Integration with jQuery’s easing functions is super simple, too…
easeInOutQuad: function (x, t, b, c, d) { if ((t/=d/2) < 1) return c/2*t*t + b; return -c/2 * ((--t)*(t-2) - 1) + b; }
jQuery’s easings look like the above, with five parameters. In order they are: unused, current time, start value, end value and total duration. Sneakily, and very usefully, we can just send our current percentage completion and we’ll get the same animation effect as doing it any other way.

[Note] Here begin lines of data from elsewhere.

PR #289, opened 2021-03-31
sync head; ghc-lib depends on rts; fix autoconf (was Sync head; applyPatchGHCiInfoTable)

shayne-fletcher:
- Sync to https://gitlab.haskell.org/ghc/ghc.git @ `efe5fdab01012fae9436f5f8a9c67170ff185243`;
- ~~Write a patch for `libraries/ghci/GHCi/InfoTable.hsc`~~
  - Require a definition for `MIN_VERSION_rts` due to [this commit](https://gitlab.haskell.org/ghc/ghc/-/commit/e754ff7f178a629a2261cba77a29d9510391aebd);
- Small tweak to `strip-locs` for in-tree exact-print annotations;
- ~~Patch azure on macOS to select autoconf 2.69 over 2.71 which brew is now installing and doesn't work.~~

See https://github.com/digital-asset/ghc-lib/pull/289#issuecomment-812943544 for updated details on what's in this PR.

### DIFF
--- a/azure-pipelines.yml
+++ b/azure-pipelines.yml
@@ -156,8 +156,11 @@ steps:
   # macOS
   - bash: |
       /usr/bin/ruby -e "$(curl -fsSL https://raw.githubusercontent.com/Homebrew/install/master/install)"
-      brew install automake
+      brew install autoconf automake pkgconfig m4 libtool gettext
       brew upgrade gmp
+      curl -O -L http://ftpmirror.gnu.org/autoconf/autoconf-2.69.tar.gz
+      tar -xzf autoconf-2.69.tar.gz
+      (cd autoconf-* && ./configure && make && make install && autoconf --version)
     condition: eq( variables['Agent.OS'], 'Darwin' )
     displayName: Install brew
   - script: |
--- a/azure-pipelines.yml
+++ b/azure-pipelines.yml
@@ -155,12 +155,8 @@ pool: {vmImage: '$(image)'}
 steps:
   # macOS
   - bash: |
-      /usr/bin/ruby -e "$(curl -fsSL https://raw.githubusercontent.com/Homebrew/install/master/install)"
-      brew install autoconf automake pkgconfig m4 libtool gettext
-      brew upgrade gmp
-      curl -O -L http://ftpmirror.gnu.org/autoconf/autoconf-2.69.tar.gz
-      tar -xzf autoconf-2.69.tar.gz
-      (cd autoconf-* && ./configure && make && make install && autoconf --version)
+      /bin/bash -c "$(curl -fsSL https://raw.githubusercontent.com/Homebrew/install/HEAD/install.sh)"
+      brew install automake
     condition: eq( variables['Agent.OS'], 'Darwin' )
     displayName: Install brew
   - script: |
--- a/azure-pipelines.yml
+++ b/azure-pipelines.yml
@@ -156,11 +156,8 @@ steps:
   # macOS
   - bash: |
       /usr/bin/ruby -e "$(curl -fsSL https://raw.githubusercontent.com/Homebrew/install/master/install)"
-      brew install autoconf automake pkgconfig m4 libtool gettext
+      brew install autoconf@2.13 automake pkgconfig m4 libtool gettext
       brew upgrade gmp
-      curl -O -L http://ftpmirror.gnu.org/autoconf/autoconf-2.69.tar.gz
-      tar -xzf autoconf-2.69.tar.gz
-      (cd autoconf-* && ./configure && make && make install && autoconf --version)
     condition: eq( variables['Agent.OS'], 'Darwin' )
     displayName: Install brew
   - script: |
--- a/azure-pipelines.yml
+++ b/azure-pipelines.yml
@@ -156,8 +156,11 @@ steps:
   # macOS
   - bash: |
       /usr/bin/ruby -e "$(curl -fsSL https://raw.githubusercontent.com/Homebrew/install/master/install)"
-      brew install autoconf@2.13 automake pkgconfig m4 libtool gettext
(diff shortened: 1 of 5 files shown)


azure-pipelines.yml
```diff
@@ -156,8 +156,11 @@ steps:
   # macOS
   - bash: |
       /usr/bin/ruby -e "$(curl -fsSL https://raw.githubusercontent.com/Homebrew/install/master/install)"
-      brew install automake
+      brew install autoconf automake pkgconfig m4 libtool gettext
```
cocreature, line 159: Why do we stillneed to install autoconf? To bootstrap the older version? More generally, it looks like brew has at least `autoconf@2.13`. Does that work? That seems like a nicer solution than building our own.

ghc-lib-gen/src/Ghclibgen.hs
```diff
@@ -404,6 +405,41 @@ applyPatchDisableCompileTimeOptimizations ghcFlavor =
           ("{-# OPTIONS_GHC -O0 #-}\n" ++)
           =<< readFile' file
 
+applyPatchGHCiInfoTable :: GhcFlavor -> IO ()
+applyPatchGHCiInfoTable ghcFlavor =
+  -- On master, we now require a definition of MIN_VERSION_RTS (since
```
cocreature, line 410:
```suggestion
  -- On master, we now require a definition of MIN_VERSION_rts (since
```

ghc-lib-gen/src/Ghclibgen.hs
```diff
@@ -404,6 +405,41 @@ applyPatchDisableCompileTimeOptimizations ghcFlavor =
...
+          , "        (major1) == 1 && (major2) == 0 && (minor) <= 1)"
+          , "#  else"
+          , "#    define MIN_VERSION_rts(major1,major2,minor) (\\"
+          -- For ghc <= 9.0.1 rts is 1.0.0.
+          , "        (major1) <  1 ||\\"
+          , "        (major1) == 1 && (major2) <  0 ||\\"
+          , "        (major1) == 1 && (major2) == 0 && (minor) <= 0)"
+          , "#  endif"
+          , "#endif" ]
+    -- Write this definition before it's tested on.
```
cocreature, line 434: I don’t understand this. Why do we have to generate this ourselves instead of relying on cabal to produce this macro?

azure-pipelines.yml
shayne-fletcher: we need autoconf so that we can generate prerequisite files
```
  system_ "stack --stack-yaml hadrian/stack.yaml exec -- bash -c ./boot"
  system_ "stack --stack-yaml hadrian/stack.yaml exec -- bash -c \"./configure --enable-tarballs-autodownload\""
  ```
  we were on autocon@2.69. i haven't tried 2.13. i'll give it a go

ghc-lib-gen/src/Ghclibgen.hs
shayne-fletcher: ghc-lib does not express a dependence on rts in it's cabal file

cocreature: Should it? Given this, we clearly do seem to depend on it.

shayne-fletcher: this i don't know. i can try wacking it into the ghc-lib dependencies and removing the macro. let's see.

azure-pipelines.yml
shayne-fletcher: 2.13 exhibits the same sort of errors as 2.71. i think these errors are trying to tell us there is a missing package but what? i don't want to install either of these locally because then i can get myself into a situation where i can't build ghc. fall back on the above fix for now while we work this out.

ghc-lib-gen/src/Ghclibgen.hs
shayne-fletcher: depending on rts does the trick

shayne-fletcher:
@cocreature 
- Revised. Don't synthesize the macro instead introduce a dependency of ghc-lib on rts
- autoconf@2.13 exhibits similar errors to 2.71. as i don't have a better fix right now fall back on the one in this PR.

azure-pipelines.yml
shayne-fletcher: heh. i just installed autoconf-2.71 locally (not via brew) and found that i get a lot of warnings from it but that the .boot step succeeds. so, i’m backing up now trying to understand why i felt compelled to change the azure config. i feel like i should be able to revert the azure changes and accept brew’s install of 2.71 or at least not have to install a custom autoconf.

shayne-fletcher: got this worked out. newer versions of the automake toolchain are incompatible with ghc-lib flavors <= 9.0.1. workaround by patching alocal.m4: replace `_AC_PROG_CC_C99` with `AC_PROG_CC_C99`. revert changes to `azure-pipelines.yml`.

shayne-fletcher:
This PR now:
  - Adds `rts` to the `build-depends` in `ghc-lib.cabal`
    - Abandons the earlier patch to `InfoTables.hsc`;
  -  Patches `alocal.m4`:
    -  Replaces `_AC_PROG_CC_C99 ` with `AC_PROG_CC_C99 `
    - Abandons the earlier patch to `azure-pipelines.yml`;
 
 Additionally:
   - Changes to a bash based brew installation method:
    - The older Ruby based version is deprecated;
  - Removes `brew update gmp` from `azure-pipelines.yml`:
    - The action is now unnecessary (has become a no-op). 
  
  Cc @cocreature

cocreature (approved):
Thanks!

shayne-fletcher:
@cocreature if you fancy now tickling the merge button on this i can proceed to rebasing https://github.com/digital-asset/ghc-lib/pull/290 and we'll be outta here!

update:function(){ ... this._elap += Settings.frametime; var eased = this.easing(null, this._elap, 0, 1, this.duration); //returns 0 < x < 1 var pos = this.bezier.getPoint(eased); ... }
That’s probably about all there is to this code – as I say, a prototype that was cut short. I had a basic background scene ready to start dropping presents on but never got that far.
Go and take a look at Iapetus, the flying reindeer animation, and view source if you’d like. You have a little selection of buttons to view the sleigh “up close” or the flyover animation, set the easing for all animations to anything in the jQuery library, as well as a debug toggle to show the points of rotation for each object. FYI the “default” animation easings as designed are mostly linear, the only exception being $.easeInOutQuad on the reindeer heads.